Publication year - 2017
Publication title -
journal of thrombosis and haemostasis
Language(s) - English
Resource type - Journals
SCImago Journal Rank - 1.947
H-Index - 178
eISSN - 1538-7836
pISSN - 1538-7933
DOI - 10.1111/jth.13627
Subject(s) - ticagrelor , platelet , pharmacology , p2y12 , medicine , platelet inhibition , platelet aggregation , chemistry , aspirin , clopidogrel
Essentials Irreversible platelet inhibition persists after reversibly‐binding ticagrelor is discontinued. Reversibility of platelet inhibition by ticagrelor and its active metabolite was assessed.
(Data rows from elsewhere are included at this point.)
Issue #497, opened 2019-12-18
"current connection stay listening.." TODO - already DONE?


screw:
It looks like the following TODO has been already DONE https://github.com/inet-framework/inet/blob/7a47b338fd92bfa520007086e4cca1067b2b6e60/src/inet/transportlayer/tcp/TcpConnectionRcvSegment.cc#L783-L788

which makes the comment on line 785 confusing
`TcpConnection *conn = cloneListeningConnection();    // "conn" is the clone which will stay LISTENing, while "this" gets updated with the remote address`
and contradicts this:
`EV_DETAIL << "Connection forked: new connection got new socketId=" << conn->socketId << ", "
                                                                                           "old connection keeps LISTENing with socketId=" << socketId << "\n";`

levy:
Pull request is merged.

PR #498, opened 2019-12-18
Tcp: Removed TODO; Updated comment

screw:
The TODO is already DONE;
Updated the comment to reflect that.
The clone handles the new connection and the (old) listening connection stays LISTENing.
#497


ZoltanBojthe:
Thank you, merged to master.

PR #503, opened 2020-01-03
Ieee802154Mac: remove unused radio signal supcription

ababila:
The signal subscription in the module seems to be not necessary


levy:
Thanks for the suggestion. The code has changed a bit since this PR was submitted, so I pushed an updated patched.

PR #504, opened 2020-01-03
Ieee802154Mac: statistic recording of the number of failed transmission attempts

ababila:
Frames are taken from the queue only if CCA successes, that is why the `currentTxFrame` has `nullptr` alway before the condition `if(currentTxFrame)` is verified for incrementing `nbDroppedFrame`. I think this is clearly an issue. 

Furthermore,  taking frames from the queue if and only if CCA successes imply never drop a frame in the head of the line of the queue until get transmitted, this simulates a queue of "infinite" length. I do not know if this was intended in the model, but I remarked that this affects positively packet loss rates on the link compared to this new approach (carried by this pull request) consisting of popping frames from the queue regardless if CCA will success or fail.


ababila:
This problem no longer appears in this commit 37e07d2b50f72cdada8d706f7addd69b5101b4da  on master.

PR #516, opened 2020-03-27
use deleteModule() to delete cSimpleModule

sommer:
Pull request for v3.6.7-bis.

This seems to be necessary at least since OMNeT++ 5.6 to keep deleteModule() of a parent module from failing.


riebl:
I believe no `Edcaf` submodule should be manually deleted at all because they will be destructed and deleted by the containing module (`Edca`).
In my opinion, `Edca`'s destructor should only `delete[] edcafs`, the manually allocated array of `Edca*` pointers.

sommer:
makes sense to me. I've amended the commit to simply remove deletion of the submodules

levy:
This problem is also present in the master branch.

PR #517, opened 2020-04-02
Enable configuration of recording transmission and/or reception in radio communication log files

ababila:
A feature that can optimize disk storage when transmission or reception traces are not needed in the log file.


levy:
Thanks for the PR, this is a good change, merged.

Issue #527, opened 2020-05-21
Several Modules incompatible with LifecycleOperation & patches to make them compatible


edlongman:
Several problems here but bear with me as I think some have simple solutions.

Setup 
----
`DymoRouter` with `Ieee802154NarrowbandMac` wireless interface. 
`SimpleEpEnergyStorage` and `SimpleEpEnergyManagement` operating a threshold on off system based on energy received from `AlternatingEpEnergyGenerator`

`wlan[0].radio` has `SensorStateBasedEpEnergyConsumer`

Network of 10 nodes with `UdpBasicApp` and `UdpSink` simulating "load" on network.

Problems and Patches
-------

* `Radio.cc` implements `handleStopOperation` and deletes any in progress transmissions on shutdown. `Ieee802154Mac` and presumably other MAC modules subsequently causes an unhandled null pointer Exception when accessing properties of `currentTxFrame`
https://github.com/inet-framework/inet/blob/76f495bca447551d7528c0dd5c153ecdebf94147/src/inet/linklayer/ieee802154/Ieee802154Mac.cc#L450-L455
`if (event == EV_FRAME_TRANSMITTED && currentTxFrame != nullptr)` 
Is enough to check that the currentTxFrame hasn't been deleted

* The `OperationalBase` picks up uncancelled selfMessages like `ccaTimer` and `rxAckTimer` after stopping. This throws a RuntimeError. 
How this should be fixed is up for discussion. Should the MacLayer implement `STOPPING_OPERATION` where it finishes the current transmission but then drops the rest of the queue? In a `CrashOperation` which is what the patch below is, the self messages should be cancelled by the MAC implementation where they are defined.
```
void Ieee802154Mac::handleStopOperation(LifecycleOperation *operation) {
    //TODO: More gracefully allow current Tx to end (delay operation)
    //Cancel all self message timers
    cancelEvent(backoffTimer);
    cancelEvent(ccaTimer);
    cancelEvent(sifsTimer);
    cancelEvent(rxAckTimer);
    MacProtocolBase::handleStopOperation(operation);
}

void Ieee802154Mac::handleCrashOperation(LifecycleOperation *operation) {
    cancelEvent(backoffTimer);
    cancelEvent(ccaTimer);
    cancelEvent(sifsTimer);
    cancelEvent(rxAckTimer);
    MacProtocolBase::handleCrashOperation(operation);
}
```

[...]

PR #531, opened 2020-05-30
Mark socket as CLOSED when closed locally and don't close unopened sockets #527

edlongman:
Alternatively, like TcpSocket. LOCALLY_CLOSED could be used.
UdpSockets can't be remotely closed anyway though.


ZoltanBojthe:
merged

PR #536, opened 2020-05-31
Topic/pull dctcp

screw:
This is a DCTCP implementation based on RFC 8257.

It based on the TCP Reno (slow start, fast retransmit, fast recovery, congestion avoidance).
In case of ECN (Explicit Congestion Notification) the DCTCP behaves differently than typical TCP.
Each ECN marked data packet is reflected in one Ack packet (normal TCP sends ECE marked Acks until it receives CWR). 

The sender then uses two equations to reduce cwnd
1. DCTCP.Alpha = DCTCP.Alpha * (1 - g) + g * M
where g is preconfigured variable and M is the ration of bytesMarked/bytesAcked.
and
2. cwnd = cwnd * (1 - DCTCP.Alpha / 2)

Also included is one scenario (Incast) with DcTcp config and TcpReno for easy comparison.

### DIFF
--- a/.gitignore
+++ b/.gitignore
@@ -81,3 +81,5 @@ backups
 *~
 xxx
 /tmp/
+/.computed/
+*.DS_Store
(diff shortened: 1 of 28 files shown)


ZoltanBojthe:
merged.

PR #134, opened 2017-02-20
[Doc] Fixed @param names

louisdh:
Fixed two @param names. Xcode was generating warnings in a project of mine that uses Bugsnag.


kattrali:
Thanks, @louisdh!

PR #142, opened 2017-04-14
Update outdated docstrings

keith:
This updates a few docstrings that had gotten out of sync. This also
enables the Xcode build setting to warn about invalid docstrings.


keith:
Thanks 😄

PR #147, opened 2017-05-26
Fix comparison warning

sberrevoets:
After changing the deployment target for the library to 6.0,
`UIApplicationUserDidTakeScreenshotNotification` was not guaranteed to
be available anymore. However, our project's deployment target is set to
8.0 which _does_ guarantee the presence of the symbol and leads to a
warning in Xcode.


kattrali:
Thanks, scott!

PR #148, opened 2017-05-29
Ignore warning: address always evaluating to true

anderscarling:
`Warning: "Address of 'UIApplicationUserDidTakeScreenshotNotification' will always evaluate to 'true'"`

This should suppress that warning.


kattrali:
Thanks, @anderscarling! There was a prior PR for the same issue, which I just merged.

PR #154, opened 2017-07-26
Add free disk space to crash reports

### LINKED ISSUE #74: Missing disk free/total size reporting
Disk size reporting seems to be edited out since version 3.1.3, and Bugsnag site shows 0 bytes free disk for all crashes

fractalwrench:
This adds free disk space to the device state JSONObject in the crash report, mirroring the current behaviour of the Android platform.

Fixes #74


kattrali:
Looks fine. The catch here is that collecting disk space in Report is that this will be the size of the disk when the report is being sent, rather than at `notify` time. This isn't a problem (as it was how it worked before as well), just something to note in the docs.

fractalwrench:
I've opened a PR to document this in the Docs repo.

PR #155, opened 2017-07-26
Refine iOS Automatic Breadcrumbs

fractalwrench:
This alters automatic breadcrumbs so that they use a short human-readable String, rather than the Notification name.

This also enables automatic breadcrumbs for TableView selection, which appeared not to have any observers registered.

### DIFF
--- a/Source/BugsnagNotifier.m
+++ b/Source/BugsnagNotifier.m
@@ -316,7 +316,9 @@ void BSSerializeJSONDictionary(NSDictionary *dictionary, char **destination) {
 
 - (void)orientationChanged:(NSNotification *)notif {
   NSString *orientation;
-  switch ([UIDevice currentDevice].orientation) {
+  UIDeviceOrientation deviceOrientation = [UIDevice currentDevice].orientation;
+    
+  switch (deviceOrientation) {
   case UIDeviceOrientationPortraitUpsideDown:
     orientation = @"portraitupsidedown";
     break;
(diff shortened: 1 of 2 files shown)


Source/BugsnagNotifier.m
```diff
@@ -335,10 +420,16 @@ - (void)orientationChanged:(NSNotification *)notif {
...
     break;
-  case UIDeviceOrientationUnknown:
   default:
-    orientation = @"unknown";
+    return; // always ignore unknown breadcrumbs
+  }
+  
+  NSDictionary *lastBreadcrumb = [[self.configuration.breadcrumbs arrayValue] lastObject];
+    
+  if (lastBreadcrumb && [orientation isEqualToString:lastBreadcrumb[@"name"]]) {
```
kattrali: This check seems to not be working, though I think its because the last breadcrumb name isn't the correct field for a comparison. It looks like the name needs to indicate that this is an orientation breadcrumb and the orientation in `metadata` should be equal to `orientation` in the current scope.

kattrali:
Other than the one critique, this looks good! I like the new formatting for the breadcrumb names.

Source/BugsnagNotifier.m
fractalwrench: Good catch - I've updated this to check for the Orientation Change notification, and to inspect the breadcrumb metadata instead.

kattrali:
🎉

PR #162, opened 2017-08-29
Send report on connection change

fractalwrench:
Detects when a connection is available and attempts to send any reports which are stored on disk.


Source/BSGReachability.h
```diff
@@ -0,0 +1,102 @@
...
+-(BOOL)connectionRequired; // Apple's routine.
+// Dynamic, on demand connection?
+-(BOOL)isConnectionOnDemand;
+// Is user intervention required?
+-(BOOL)isInterventionRequired;
+
+-(NetworkStatus)currentReachabilityStatus;
+-(SCNetworkReachabilityFlags)reachabilityFlags;
+-(NSString*)currentReachabilityString;
+-(NSString*)currentReachabilityFlags;
```
kattrali: There seems to be several things here we aren't using, which is adding more complexity than we need. For example, we don't have a preferred network type, so any kind of connectivity is fine.

Source/BugsnagNotifier.m
```diff
@@ -287,6 +290,21 @@ - (void) start {
...
+    self.apiReachable = [BSGReachability reachabilityWithHostName:hostUrl];
+    [self.apiReachable startNotifier];
+    
+    __weak id weakSelf = self;
+    self.apiReachable.reachableBlock = ^(BSGReachability *reachability) {
+        [weakSelf flushPendingReports];
+    };
+}
+
+- (NSString *)apiHostUrl {
```
kattrali: Its a bit unconventional for a method which returns a string to be named 'url'. This could also be scoped to `setupConnectivityListener` since its only used in the single place.

Source/BSGReachability.h
```diff
@@ -0,0 +1,102 @@
+/*
+ Copyright (c) 2011, Tony Million.
```
kattrali: Vendoring this in complicates the license. I'm also not entirely sure the license for this version of Reachability is valid given that its derived from Apple code. We could depend on it by adding it to our podspec/Cartfile/submodules, but my overall perception is that for what we need, it might be overkill.

Source/BugsnagNotifier.m
```diff
@@ -287,6 +290,21 @@ - (void) start {
 #endif
 }
 
+- (void)setupConnectivityListener {
+    NSString *hostUrl = [self apiHostUrl];
+    self.apiReachable = [BSGReachability reachabilityWithHostName:hostUrl];
```
kattrali: `hostUrl` is URL, not a hostname. It definitely works 🤔, but I'd be concerned that if the implementation of `SCNetworkReachabilityCreateWithName` ever changes, this code would break unexpectedly.

fractalwrench:
Thanks for the feedback @kattrali - I've updated the PR to use SCNetworkReachability directly.

Source/BSGConnectivity.m
```diff
@@ -0,0 +1,115 @@
...
+}
+
+- (void)connectivityChanged:(SCNetworkReachabilityFlags)flags {
+    BOOL connected = YES;
+    
+    if (!(flags & kSCNetworkReachabilityFlagsReachable)) {
+        connected = NO;
+    }
+    if (connected) { // notify via block
+        self.connectivityChangeBlock(self);
```
kylef: Since this is optional and nil by default. Might be worth check if its nil before calling it. If `connectivityChangeBlock` is nil then this will crash.

Source/BugsnagNotifier.m
```diff
@@ -287,6 +290,17 @@ - (void) start {
 #endif
 }
 
+- (void)setupConnectivityListener {
+    NSURL *url = self.configuration.notifyURL;
+    self.networkReachable = [[BSGConnectivity alloc] initWithURL:url];
+    [self.networkReachable startWatchingConnectivity];
```
kylef: Related to the other comment, since `BSGConnectivity` observes reachability on a different queue. There could be a timing problem if reachability becomes connected after starting watching and before `connectivityChangeBlock` is set below. Since `connectivityChangeBlock` will be nil it would cause a crash.

Source/BSGConnectivity.m
```diff
@@ -0,0 +1,115 @@
...
+#import <netinet6/in6.h>
+#import <arpa/inet.h>
+#import <ifaddrs.h>
+#import <netdb.h>
+
+@interface BSGConnectivity ()
+
+@property (nonatomic, assign) SCNetworkReachabilityRef reachabilityRef;
+@property (nonatomic, strong) dispatch_queue_t serialQueue;
+@property (nonatomic, strong) id reachability;
```
kylef: Why not use instancetype instead of `id`? Since this is always set to be an instance of self. Clearer for documentation purposes.

Source/BSGConnectivity.m
```diff
@@ -0,0 +1,115 @@
...
+    
+    if (self = [super init]) {
+        self.reachabilityRef = ref;
+        self.serialQueue = dispatch_queue_create("com.bugsnag.cocoa", NULL);
+    }
+    return self;    
+}
+
+- (void)dealloc {
+    [self stopWatchingConnectivity];
```
kylef: This is effectively a noop, since starting watching connectivity is retaining the `BSGConnectivity` instance. While the instance is watching connectivity will not be released until `stopWatchingConnectivity` is called and the retain count goes down (`self.reachability = nil`). Therefore, to get here, we would no longer be watching and `stopWatchingConnectivity` has no effect.

Source/BSGConnectivity.m
```diff
@@ -0,0 +1,115 @@
...
+/**
+ * Sets a callback with SCNetworkReachability
+ */
+- (void)startWatchingConnectivity {
+    SCNetworkReachabilityContext context = { 0, NULL, NULL, NULL, NULL };
+    context.info = (__bridge void *) self;
+
+    if (SCNetworkReachabilitySetCallback(self.reachabilityRef, BSGConnectivityCallback, &context)) {
+        if (SCNetworkReachabilitySetDispatchQueue(self.reachabilityRef, self.serialQueue)) {
+            self.reachability = self;
```
kylef: I think you could simplify memory management by passing a closure (which retains necessary objects or properties) into `SCNetworkReachabilitySetCallback` and a release handler.

That way you will not need to have the `reachability` property.

Something along the lines of:

```objective-c
void (^callbackBlock)(SCNetworkReachabilityFlags) = ^(SCNetworkReachabilityFlags flags) {
    // ...
};

SCNetworkReachabilityContext context = {
    .version = 0,
    .info = (callbackBlock copy),
    .release = CFRelease
};
```

Source/BSGConnectivity.m
kylef: It also means that if the someone forgot call `stopWatchingConnectivity` and the reference to the `BSGConnectivity`, `BSGConnectivity` would be leaked due to the retain cycle.

fractalwrench:
Thanks for all the review comments @kylef - they've been really useful!

@kattrali would you be able to have a look through this PR again? The way we're handling SCNetworkReachability callbacks has changed quite a bit.

kattrali:
This will require updating the manual configuration docs to add SystemConfiguration to frameworks during installation, but I think this is otherwise ready to go.

PR #164, opened 2017-09-08
Track whether an error is handled/unhandled

fractalwrench:


Source/BugsnagCrashReport.h
```diff
@@ -60,7 +60,8 @@ NSString *_Nonnull BSGFormatSeverity(BSGSeverity severity);
                               errorMessage:(NSString *_Nonnull)message
                              configuration:(BugsnagConfiguration *_Nonnull)config
                                   metaData:(NSDictionary *_Nonnull)metaData
-                                  severity:(BSGSeverity)severity;
+                                  severity:(BSGSeverity)severity
+                                 unhandled:(BOOL)unhandled;
```
kattrali: Since this interface is public, we may want to add a second constructor to avoid making this a breaking change.

Source/BugsnagCrashReport.m
```diff
@@ -309,6 +310,19 @@ - (instancetype)initWithKSReport:(NSDictionary *)report {
...
+      
+      
+      NSDictionary *recordedState = [report valueForKeyPath:@"user.eventHandledState"];
+      
+      if (recordedState) {
+          _eventHandledState = recordedState;
+      } else { // the event was unhandled.
+          _eventHandledState = @{
+                                 @"unhandled": @YES,
+                                 @"originalSeverity": BSGFormatSeverity(BSGSeverityWarning),
```
kattrali: Should this be `error`? I'm not sure when this case would happen.

Source/BugsnagCrashReport.h
fractalwrench: I've reverted the signature change here, as the extra parameter wasn't being used within the constructor, and any client calling this method will be passing a handled error.

Source/BugsnagCrashReport.m
fractalwrench: Yes - I've updated this so that unhandled events default to a severity of Error.

Source/BugsnagCrashReport.m
```diff
@@ -452,6 +471,20 @@ - (NSDictionary *)serializableValueWithTopLevelData:
...
   BSGDictInsertIfNotNil(event, self.groupingHash, @"groupingHash");
+    
+    BSGDictSetSafeObject(event, @(self.handledState.unhandled), @"unhandled");
+    
+    // serialize handled/unhandled into payload
+    NSMutableDictionary *severityReason = [NSMutableDictionary new];
+    NSString *reasonType = [BugsnagHandledState stringFromSeverityReason:self.handledState.calculateSeverityReasonType];
+    severityReason[@"type"] = reasonType;
+    
+    if (self.handledState.attrKey) {
```
kattrali: It looks like `attrValue` should be checked too, since a dict value can't be nil

Source/KSCrash/Source/KSCrash/Recording/BSG_KSCrashReport.c
```diff
@@ -2182,7 +2182,11 @@ void bsg_kscrashreport_writeStandardReport(BSG_KSCrash_Context* const crashConte
                                 crashContext->config.crashID,
                                 crashContext->config.processName);
 
-        bsg_kscrw_i_writeBinaryImages(writer, BSG_KSCrashField_BinaryImages);
+        // Don't write the binary images for user reported crashes to improve performance
+        if (crashContext->crash.threadTracingEnabled == true ||
+            crashContext->crash.crashType != BSG_KSCrashTypeUserReported) {
```
kattrali: Disabling writing binary images will need to be behind a flag for unity -- we still need binary images for user reported issues on regular cocoa.

Source/KSCrash/Source/KSCrash/Recording/BSG_KSCrashReport.c
```diff
@@ -2205,13 +2209,17 @@ void bsg_kscrashreport_writeStandardReport(BSG_KSCrash_Context* const crashConte
...
-            bsg_kscrw_i_writeAllThreads(writer,
-                                    BSG_KSCrashField_Threads,
-                                    &crashContext->crash,
-                                    crashContext->config.introspectionRules.enabled,
-                                    crashContext->config.searchThreadNames,
-                                    crashContext->config.searchQueueNames);
-            bsg_kscrw_i_writeError(writer, BSG_KSCrashField_Error, &crashContext->crash);
+            // Don't write the threads for user reported crashes to improve performance
+            if (crashContext->crash.threadTracingEnabled == true ||
+                crashContext->crash.crashType != BSG_KSCrashTypeUserReported) {
```
kattrali: Same as above

Issue #170, opened 2017-09-22
Forced crash not uploaded when using 5.11.2


edenman:
### Expected behavior
I'm using `fatalError` to force a crash during a very specific part of my app that only I can access.  I expect the crash to be uploaded to Bugsnag.

### Observed behavior
I just pushed a build to TestFlight that uses Bugsnag pod version `5.11.2`, and this crash does not seem to be uploaded.  https://app.bugsnag.com/recharge-labs/ios/errors/59c430573ed28e0019e60b42 is a previous occurrence of the issue.  I relaunched the app after the forced crash, waited a few minutes, and the new occurrence still does not show up in Bugsnag's web UI.

fractalwrench:
Thanks for the report @edenman - I've confirmed that this is a regression in v5.11.2. I'm looking into this as a priority.

PR #171, opened 2017-09-26
Fix error class parsing

fractalwrench:
The `errorClass` field can be nil if data is not supplied by KSCrash. This alters how we parse the data so that the method will never return nil, which would reject the payload.

See #170


Source/BugsnagCrashReport.m
```diff
@@ -64,18 +64,24 @@
 }
 
 NSString *BSGParseErrorClass(NSDictionary *error, NSString *errorType) {
```
kattrali: We could annotate this return value as non-null to change having null returned to a build error.

Issue #151, opened 2017-07-18
Stacktrace on notifyError


edenman:
I'm trying to migrate to Bugsnag and I'm having trouble figuring out the right way to log non-fatal errors.  Here's what I've got:

```
func LogNonFatal(_ message: String) {
	let isMainThead = Thread.isMainThread
	let error = NSError(domain: "co.recharge", code: 1)
	Bugsnag.notifyError(error, block: { report in
		report.errorMessage = message
		report.depth += 1 // Don't group by LogNonFatal always being at the top of the stack.
		report.addAttribute("isMainThread", withValue: isMainThead, toTabWithName: "extra")
	})
}
```
I've tried changing that `depth` value between 1 and 3, but none of them give me the desired result (displaying and grouping by stacktrace).  https://app.bugsnag.com/recharge-labs/ios/errors?filters[event.since][0]=30d&filters[error.status][0]=fixed is my project if you want to look at what it's generated.  

Do I need to manually attach the stacktrace?  Or somehow otherwise indicate that it should be captured?

kattrali:
Thanks for the report, @edenman. I'm taking a look now. My guess is the depth still is off a bit, which might be a miscalculation in the library. Based on the [most recent instance](https://app.bugsnag.com/recharge-labs/ios/errors/596e67b9b1f76f0018660c09), it seems to need to be incremented by 1. Can you try 3 or 4?

edenman:
I changed the messages so it's easier to tell what happens with various depths:

depth 4: https://app.bugsnag.com/recharge-labs/ios/errors/596fa660e303b40019d75739 (two different calls grouped together, no useful stacktrace)
depth 3: https://app.bugsnag.com/recharge-labs/ios/errors/596e63fd825d9100180bfc02 (two different calls grouped together, no useful stacktrace)
depth 2: https://app.bugsnag.com/recharge-labs/ios/errors/596e626bde94bf00198d4659 and https://app.bugsnag.com/recharge-labs/ios/errors/596e67b9b1f76f0018660c09 (grouping is fixed, but stacktraces are somehow even less useful?)
depth 1: https://app.bugsnag.com/recharge-labs/ios/errors/596e61739ec2d600193dc0ee (two different calls grouped together, no useful stacktrace)

fractalwrench:
[...]

PR #175, opened 2017-09-28
Update stack frame depth

fractalwrench:
By default we now discard 5 frames from the stacktrace in `[BugsnagNotifier notify:message:block]`. Calls in `Bugsnag.m` have also been updated to increase that depth by 2, as there will be a frame for both the public API and the internal notifier API.

I tested out manually changing the depth as in #151, and increasing the depth by 1 for each function call worked on both Objective-C and iOS. We'll need to update our docs on this unless I've missed something: https://docs.bugsnag.com/platforms/ios-objc/reporting-handled-exceptions/#depth


kattrali:
This makes sense. Given this changeset, the end user would need to instead do this, correct:

```
void logError(NSError *error) {
    [Bugsnag notifyError:error block:^(BugsnagCrashReport *report) {
        // Increment for the logError function
        report.depth += 1;
    }];
}
```

?

fractalwrench:
@kattrali yep, that's what I've tested out (in Swift)

PR #620, opened 2020-05-22
Add E2E scenarios for metadata redaction

fractalwrench:
## Goal

Adds mazerunner scenarios to verify that `event.metadata` values can be redacted by a string or regex set in `config.redactedKeys`. Verified the following:

- Values with key 'password' are removed by default
- Redaction takes place after an `OnError` callback
- Nested values are redacted


twometresteve:
LGTM and relevant test results in Buildkite checked.

PR #621, opened 2020-05-22
Add E2E tests for enabledReleaseStages

fractalwrench:
## Goal

Adds E2E tests to verify that `config.enabledReleaseStages` controls whether errors/sessions are delivered depending on the value of `config.releaseStage`. If the release stage is not present in `config.enabledReleaseStages` no errors or sessions should be sent.

## Changeset

- Fixed a bug in the session tracking implementation where session capture did not respect the `config.enabledReleaseStages` property
- Added E2E tests to verify that both manual and automatic sessions respect `enabledReleaseStages`
- Renamed scenarios in existing Event tests to use the `enabledReleaseStage` terminology rather than `notifyReleaseStage`
- Removed seemingly unnecessary wait from existing release stages scenarios


Source/BugsnagSessionTracker.m
```diff
@@ -138,6 +138,10 @@ - (void)startNewSessionIfAutoCaptureEnabled {
 }
 
 - (void)startNewSessionWithAutoCaptureValue:(BOOL)isAutoCaptured {
+    NSArray *releaseStages = self.config.enabledReleaseStages;
+    if (releaseStages != nil && ![releaseStages containsObject:self.config.releaseStage]) {
+        return;
+    }
```
twometresteve, line 144: I'm inclined to say that any code changes should be on a separate PR, as we could easily miss an explanation for changed behaviour (when the title just says "Add tests").  I'd also want to make sure it receives sufficient attention from a Cocoa expert.  E.g. are there cases we still need to consider here (`releaseStages` being `nil`, perhaps)?

fractalwrench:
Split changes to the code out into a separate PR which will be reviewed independently.

PR #622, opened 2020-05-26
Add E2E tests for verifying user info

fractalwrench:
## Goal

Adds E2E tests to verify that user information is added to errors/sessions correctly.

The addition of E2E tests revealed a bug in the session implementation which have also been addressed here.

## Changeset

- `BugsnagSessionTracker` now uses the user from `client` rather than `config` as this is the one which is updated after initialisation
- Added E2E tests for verifying event/session callbacks can override the user
- Removed some user test coverage from unit tests as this is now covered by E2E tests
- Added E2E tests for verifying the user can be set from config/client for both events and sessions

### DIFF
--- a/features/fixtures/ios-swift-cocoapods/iOSTestApp/scenarios/UserFromConfigEventScenario.swift
+++ b/features/fixtures/ios-swift-cocoapods/iOSTestApp/scenarios/UserFromConfigEventScenario.swift
@@ -1,0 +1,32 @@
+//
+//  UserFromConfigEventScenario.swift
+//  iOSTestApp
+//
+//  Created by Jamie Lynch on 26/05/2020.
+//  Copyright © 2020 Bugsnag. All rights reserved.
+//
+
+import Foundation
+import Bugsnag
+
+/**
+ * Sends an event  to Bugsnag which contains a user set from Configuration
+ */
+internal class UserFromConfigEventScenario: Scenario {
+
+    override func startBugsnag() {
+        self.config.autoTrackSessions = false;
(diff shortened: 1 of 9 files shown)


features/fixtures/ios-swift-cocoapods/iOSTestApp/scenarios/UserFromConfigEventScenario.swift
```diff
@@ -0,0 +1,32 @@
...
+
+    override func startBugsnag() {
+        self.config.autoTrackSessions = false;
+        self.config.setUser("abc", withEmail: "fake@gmail.com", andName: "Fay K")
+        super.startBugsnag()
+    }
+
+    override func run() {
+        let user = Bugsnag.user()
+        Bugsnag.addMetadata(user.id, key: "id", section: "clientUserValue")
```
bengourley, line 25: It's unclear to me what this is doing and could maybe do with a comment?
My best guess is that it is taking the value from `Bugsnag.user()` and putting it in metadata so you can assert that the correct values were set by passing in config. Is that right?

fractalwrench: There is a default user information which has been temporarily removed while working around an issue with the buildkite pipeline - a ticket exists to enable this again once that issue has been resolved.

This line is achieving the following test requirement, I'll add a comment to clarify this for future readers:

>Setting the user in the Configuration and verifying its presence using getUser on the Client, Event, and Session (Suggest acquiring the user and setting metadata to the same value e.g. receivedClientUser)

PR #624, opened 2020-05-26
Add E2E scenarios for unhandled signals

fractalwrench:
## Goal

Adds E2E scenarios to verify that an error is captured for each different signal that Bugsnag sets a signal handler for. This changeset additionally moves existing unhandled scenarios from `crashprobe.feature` into a separate file to make test tracing more obvious.

## Changeset

- Added E2E scenarios to verify an error report is captured for all the signals Bugsnag sets a handler for
- Moved existing scenarios for NSException, mach exception, and C++ exception

### DIFF
--- a/features/unhandled_mach_exception.feature
+++ b/features/unhandled_mach_exception.feature
@@ -1,0 +1,7 @@
+Feature: Bugsnag captures an unhandled mach exception
+
+Scenario: Trigger a mach exception
+    When I run "UnhandledMachExceptionScenario" and relaunch the app
+    And I configure Bugsnag for "UnhandledMachExceptionScenario"
+    And I wait to receive a request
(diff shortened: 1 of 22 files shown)


features/unhandled_mach_exception.feature
```diff
@@ -0,0 +1,7 @@
+Feature: Bugsnag captures an unhandled mach exception
+
+Scenario: Trigger a mach exception
+    When I run "UnhandledMachExceptionScenario" and relaunch the app
+    And I configure Bugsnag for "UnhandledMachExceptionScenario"
+    And I wait to receive a request
```
bengourley, line 6: is an assertion you could make that would confirm that this the expected mach exception, rather than some other error?

such as the error class matching `UnhandledMachExceptionScenario`?

fractalwrench: Updated with an extra assertion to confirm that the error message matches the scenario.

Incomplete recovery was observed after prolonged exposure to ticagrelor. Activated GPIIb‐IIIa and P‐selectin, not platelet reactivity index, showed irreversibility.Summary Introduction Ticagrelor is described as a reversible P2Y 12 antagonist. However, residual platelet inhibition persists after discontinuation of ticagrelor when plasma levels are undetectable. We assessed the reversibility of platelet inhibition by ticagrelor and its active metabolite (T‐ AM ) in comparison with cangrelor and prasugrel's active metabolite (P‐ AM ). Methods Whole blood was treated in vitro with ~ 50% inhibitory concentrations of ticagrelor, T‐ AM , cangrelor, P‐ AM and assessed for ADP ‐stimulated activated GPII b‐ III a and P‐selectin and vasodilator‐stimulated phosphoprotein ( VASP ) platelet reactivity index ( PRI ) before and after 100‐fold dilution. Results Platelets exposed for 30 min to ticagrelor, T‐ AM or cangrelor showed full recovery of activated GPII b‐ III a but only partial recovery of P‐selectin. Longer exposure (24 h) to the drug decreased reversibility of activated GPII b‐ III a by ticagrelor (65.1% [49.5–80.6], % of vehicle with 95% confidence interval [ CI ]) and T‐ AM (88.8% [79.2–98.3]), but not by cangrelor (101.4% [96.4–106.4]). Compared with 30 min exposure, the reversibility of P‐selectin further decreased after 24 h exposure to ticagrelor (from 91.8% [82.1–101.5] to 51.8% [45.5–85.0]), but not T‐ AM (from 79.0% [67.8–90.3] to 77.4% [61.8–93.1]) or cangrelor (from 76.0% [67.6–84.4] to 76.2% [70.6–81.8]). In contrast, 24 h exposure to ticagrelor, T‐ AM and cangrelor resulted in full recovery of platelet reactivity as measured by PRI . Platelets exposed to P‐ AM showed no recovery of ADP reactivity. Conclusions Incomplete recovery after prolonged exposure to ticagrelor, observed by activated GPII b‐ III a and P‐selectin but not upstream VASP signaling, suggests that P2Y 12 regains functionality and irreversible changes occur independent of VASP signaling.